Donate Your Bike, Save the World?

In Africa's poor rural areas, some children walk 10 mi. to school every morning.

ByABC News
January 8, 2009, 12:08 AM

LONDON, Oct. 3, 2007 — -- In the new eco-conscious urban world, cycling to work is a growing trend. Cities are promoting this form of healthy commute by painting bike lanes across towns, and Paris has become the latest city to stock streets with free "public" bicycles for commuters to pick up and drop off at will.

But in Africa, biking is not just an alternative mode of transportation, an ethical fad or even a hobby. On a continent where a car often costs over 10 times the average annual income, in rural areas owning a bicycle can make the difference between earning a living or not, getting an education or not, and receiving medical care or dying.

A few independent charities, based in the United States, Canada, England and even as far as Australia, are responding to that vital need by providing bikes to some of the poorest people of the world.

Chicago-based World Bicycle Relief has so far distributed 6,600 bicycles to World Vision and USAid caregivers since it launched Project Zambia last year. "Each caregiver has an average of 20 HIV/AIDS patients," explained communication manager Chris Strout. "Their care goes from bathing their patients, making sure they take their medication, to taking them to the clinic on their bicycles."

In Zambia, a secondhand bike costs between $75 and $200. With the country's per capita income averaging at $630 per person according to the World Bank 2006 Development Indicator -- that number plummeting to less than $300 in rural areas -- most Zambians find themselves traveling on foot.

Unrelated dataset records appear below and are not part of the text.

Issue #84, opened 2017-08-27
Close downstream bug reports about HTTP proxy authentication 


ordex:
- [x] Bug on Ubuntu: https://bugs.launchpad.net/ubuntu/+source/axel/+bug/922963
- [x] Bug on Fedora: https://bugzilla.redhat.com/show_bug.cgi?id=675964
- [x] Proposed patch: https://lists.alioth.debian.org/pipermail/axel-devel/2011-February/000198.html

ordex:
How about using the encode function provided by OpenSSL? Compiling against OpenSSL is quite standard I think. When that does not happen, we can compile out the http-auth code. What do you think?

ismaell:
We should get those bugs closed then close this one.

ordex:
I am not registered to any of those platform. are you? If not, I will find a way to let them know.

ismaell:
I'll take care of this after the next release.

eribertomota:
Hi,

Let me know if this issue was solved after last release. If yes, my next upload to Debian will be able to close the issue in Ubuntu. To close in Fedora is needed a new upload there to make available the last  Axel version. Axel in Fedora is outdated and you can see it here:

https://repology.org/metapackage/axel/versions

ordex:
I have seen @ismaell has commented on each bug. Have they been closed? or do we need to something else?

ismaell:
@ordex we need to poke the maintainers with a stick until they update the packages :-P, then the bug reports can/will be closed.

newedgex:
Yeah, HTTP authentication is much needed.
Will this be implemented only for the proxy or also for the normal HTTP basic authentication?
Curl has 
` -u, --user <user:password>  Server user and password `

ismaell:
I forgot about this isssue. it's closed.

PR #86, opened 2017-08-27
Implement HTTP authentication support

ordex:
This is the patch taken from https://lists.alioth.debian.org/pipermail/axel-devel/2011-February/000198.html reformatted and cleaned up a bit. Unfortunately my test proxy (privoxy) does not support HTTP auth and therefore I couldn't this this.

Solves: #84 

===========================

A proxy server might require HTTP authentication too.
Ass support for such feature via HTTP header.

Signed-off-by: Tirtha Chatterjee <tirtha.p.chatterjee@gmail.com>

### DIFF
--- a/src/http.c
+++ b/src/http.c
@@ -45,10 +45,34 @@
 
 #include "axel.h"
 
-int http_connect( http_t *conn, int proto, char *proxy, char *host, int port, char *user, char *pass )
+static void http_auth_token( char *token, char *user, char *pass )
 {
 	char base64_encode[64] = "ABCDEFGHIJKLMNOPQRSTUVWXYZ"
 		"abcdefghijklmnopqrstuvwxyz0123456789+/";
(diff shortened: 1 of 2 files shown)


ismaell:
There's a typo in the commit message.

Also, the first line should read "Implement HTTP proxy authentication"

ordex:
fixed

ismaell:
Now, this reveals something else, the base64 encoding code is broken, it's stepping over itself.

That should be fixed first.

ordex:
How about using the encode function provided by OpenSSL? Compiling against OpenSSL is quite standard I think. When that does not happen, we can compile out the http-auth code. What do you think?

ordex:
And why do you think it is stepping on itself?

ismaell:
Oh, I misread it, nevermind. I guess for consistency we should use the same code independently from if it was compiled against libssl or not...

Issue #40, opened 2016-12-02
Add ipv4 and ipv6 only flag


l2dy:
Like curl's:
```
       -4, --ipv4
              This option tells curl to resolve names to IPv4 addresses only, and not for example try IPv6.

       -6, --ipv6
              This option tells curl to resolve names to IPv6 addresses only, and not for example try IPv4.
```

centminmod:
yes please :)

PR #88, opened 2017-08-27
Allow user to choose between IPv4 and IPv6

ordex:
Solves #40 

===========================

Like wget, enable the user to choose the IP protocol to use.
This can now be done using the long opt "use-protocol=[ipv4,ipv6]"
in the axelrc file or by using the related command line options
--ipv4/-4 and --ipv6/-6.

### DIFF
--- a/doc/axelrc.example
+++ b/doc/axelrc.example
@@ -34,6 +34,14 @@
 # Set proxies. no_proxy is a comma-separated list of domains which are
 # local, axel won't use any proxy for them. You don't have to specify full
 # hostnames there.
+
+# Choose the IP protocol to use among IPv4 and IPv6. When a protocol is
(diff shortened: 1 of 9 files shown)


ismaell:
Missing update to the manpage (`axel.1`).

ordex:
fixed.

Maybe in the future we might want to remove axel.1 and let it get generated by generate_man.sh upon launching autogen.sh.

ismaell:
Also, please mention "Closes: <URL>" or "Fixes: <URL>" when addressing a bug report. Valid for any and all bug reports in any tracker, not only Github.

ordex:
ok, sure! I just updated the commit message. Will do that from now on.
I also rebased the branch on top of latest master.

PR #1171, opened 2022-12-05
Make a local copy of tags before creating LogEvent

0xnm:
### What does this PR do?

We need to make a copy of `tags`, because by the time we create `LogEvent` (on the worker thread) it may have been changed by another thread.

### DIFF
--- a/dd-sdk-android/src/main/kotlin/com/datadog/android/log/Logger.kt
+++ b/dd-sdk-android/src/main/kotlin/com/datadog/android/log/Logger.kt
@@ -43,7 +43,7 @@ class Logger
 internal constructor(internal var handler: LogHandler) {
 
     private val attributes = ConcurrentHashMap<String, Any?>()
-    private val tags = CopyOnWriteArraySet<String>()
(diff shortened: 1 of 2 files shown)


dd-sdk-android/src/main/kotlin/com/datadog/android/log/Logger.kt
```diff
@@ -590,7 +590,10 @@ internal constructor(internal var handler: LogHandler) {
         val combinedAttributes = mutableMapOf<String, Any?>()
         combinedAttributes.putAll(attributes)
         combinedAttributes.putAll(localAttributes)
-        handler.handleLog(level, message, throwable, combinedAttributes, tags, timestamp)
+        // need to make a copy, because the content will be access on another thread and it
+        // can change by then
+        val tagsSnapshot = HashSet(tags)
```
fuzzybinary, line 595: This needs to be added to the other internalLog method as well.

fuzzybinary (changes requested):

fuzzybinary (approved):

PR #1177, opened 2022-12-07
RUMM-2789: Use message bus to report NDK crashes to RUM

0xnm:
### What does this PR do?

This PR changes the way NDK crashes are reported to RUM: now they will be sent through the message bus, because RUM feature may be optional and will reside in another module anyway.

Also there are now 2 different message types for the crashes coming to Logs and RUM: `jvm_crash` and `ndk_crash`. This way the code is simpler and is easier to test.

`DatadogNdkCrashHandler` now reads last view event as JSON (because RUM-specific deserializers won't be available), takes view ID, session ID and application ID from it and passes it to the RUM feature where further deserialization from `JsonObject` to the RUM-specific type is done.

### DIFF
--- a/dd-sdk-android/src/main/kotlin/com/datadog/android/core/internal/persistence/JsonObjectDeserializer.kt
+++ b/dd-sdk-android/src/main/kotlin/com/datadog/android/core/internal/persistence/JsonObjectDeserializer.kt
@@ -4,31 +4,29 @@
  * Copyright 2016-Present Datadog, Inc.
  */
 
-package com.datadog.android.rum.internal.ndk
+package com.datadog.android.core.internal.persistence
 
-import com.datadog.android.core.internal.persistence.Deserializer
-import com.datadog.android.log.Logger
+import com.datadog.android.core.internal.utils.sdkLogger
 import com.datadog.android.log.internal.utils.errorWithTelemetry
+import com.google.gson.JsonObject
 import com.google.gson.JsonParseException
+import com.google.gson.JsonParser
 import java.util.Locale
 
-internal class NdkCrashLogDeserializer(
-    private val internalLogger: Logger
-) : Deserializer<String, NdkCrashLog> {
-
-    override fun deserialize(model: String): NdkCrashLog? {
+internal class JsonObjectDeserializer : Deserializer<String, JsonObject> {
+    override fun deserialize(model: String): JsonObject? {
         return try {
-            NdkCrashLog.fromJson(model)
-        } catch (e: JsonParseException) {
-            internalLogger.errorWithTelemetry(
+            JsonParser.parseString(model).asJsonObject
+        } catch (jpe: JsonParseException) {
+            sdkLogger.errorWithTelemetry(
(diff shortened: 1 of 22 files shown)


dd-sdk-android/src/main/kotlin/com/datadog/android/core/internal/persistence/JsonObjectDeserializer.kt
```diff
@@ -0,0 +1,39 @@
...
+import com.google.gson.JsonParseException
+import com.google.gson.JsonParser
+import java.util.Locale
+
+internal class JsonObjectDeserializer : Deserializer<String, JsonObject> {
+    override fun deserialize(model: String): JsonObject? {
+        return try {
+            JsonParser.parseString(model).asJsonObject
+        } catch (jpe: JsonParseException) {
+            sdkLogger.errorWithTelemetry(
```
mariusc83, line 21: I am afraid that if we have a problem with one of our formats in one big customer we will overload the telemetry here. I know you have your back pressure mechanism in the telemetry handler just wanted to make sure you considered this.

dd-sdk-android/src/test/kotlin/com/datadog/android/log/internal/LogsFeatureTest.kt
```diff
@@ -419,133 +421,95 @@ internal class LogsFeatureTest {
...
             "throwable" to fakeThrowable
         )
 
         // When
         testedFeature.onReceive(event)
 
         // Then
-        argumentCaptor<LogEvent> {
-            verify(mockDataWriter).write(eq(mockEventBatchWriter), capture())
+        verify(mockLogsFeatureScope).withWriteContext(any(), any())
```
mariusc83, line 455: I don't see where are you verifying that you are writing the log here.

dd-sdk-android/src/main/kotlin/com/datadog/android/core/internal/persistence/JsonObjectDeserializer.kt
0xnm: It is not different from what we have in any `Deserializer` right now, all of them also submit such telemetry. So far no issues spotted :)

dd-sdk-android/src/test/kotlin/com/datadog/android/log/internal/LogsFeatureTest.kt
0xnm: Nothing will be written because it is the test for the timeout - we check that we can complete the test (caller thread is not blocked forever) and by the time we complete nothing is written yet (`verifyZeroInteractions(mockDataWriter)` checks that), because write operation is still hanging.

mariusc83: I think in this case maybe you want to update the test function name ?

mariusc83 (approved):

xgouchet (approved):

PR #1198, opened 2022-12-15
RUMM-2806 Drop the covered wireframes only if top ones have a background

mariusc83:
### What does this PR do?

Before we were filtering out all the overlayed wireframes no matter if the top ones were having a solid background or not. This creates a problem because if the removed wireframe is actual the one that gives the main background in a View we will be loosing the contrast in the replay and will make some elements invisible (e.g. texts).

In order to fix this we are now only considering as valid overlays the wireframes that also have a solid backround.

### Motivation

### Additional Notes

### DIFF
--- a/library/dd-sdk-android-session-replay/src/main/kotlin/com/datadog/android/sessionreplay/processor/WireframeUtils.kt
+++ b/library/dd-sdk-android-session-replay/src/main/kotlin/com/datadog/android/sessionreplay/processor/WireframeUtils.kt
@@ -51,7 +51,7 @@ internal class WireframeUtils {
             return false
         }
         topWireframes.forEach {
-            if (it.bounds().isCovering(wireframeBounds)) {
+            if (it.bounds().isCovering(wireframeBounds) && it.isOpaque()) {
                 return false
             }
         }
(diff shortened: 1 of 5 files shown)


library/dd-sdk-android-session-replay/src/main/kotlin/com/datadog/android/sessionreplay/processor/WireframeUtils.kt
```diff
@@ -72,6 +72,13 @@ internal class WireframeUtils {
         }
     }
 
+    private fun MobileSegment.Wireframe.hasBackground(): Boolean {
```
xgouchet, line 75: what if the background is transparent?

mariusc83: Good catch, I am going to filter those out also.

ncreated: 👍 or semi-transparent. On iOS we recently added [`isTranslucent`](https://github.com/DataDog/dd-sdk-ios/blob/15b5accc7b9bfa65228b5c69205a055dd46c2ec7/session-replay/Sources/DatadogSessionReplay/Recorder/ViewTreeSnapshotProducer/ViewTreeSnapshot/ViewTreeSnapshot.swift#L96-L99) for similar use case, which also takes view's `alpha` (opacity) into account. It doesn't yet check the background color's alpha, but remains extensible in that direction (e.g. a background of `#FF000099` should be considered translucent).

mariusc83: yup I modified it in order to just consider alpha `FF` in the color and `1f` in the `ShapeStyle` opacity. Any other wireframe with any alpha value will be not considered as overlay.

0xnm (approved):

xgouchet (approved):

Since doing their rounds on bikes, some caregivers have been able to care for more patients, and their bicycles often act as ambulances when patients have to be taken to the clinic in an emergency. "Caregivers do not provide medical treatments," said Strout, "but they are those people's front line of defense."

The same is true for students commuting to school. Since 2004, British charity Jole Rider has dedicated its efforts to shipping secondhand bicycles from Britain to Gambian school pupils. In a country where education is a luxury and the funds to build school facilities are scarce, few villages have their own schools, and children in the most isolated villages can walk over 10 miles to class every morning.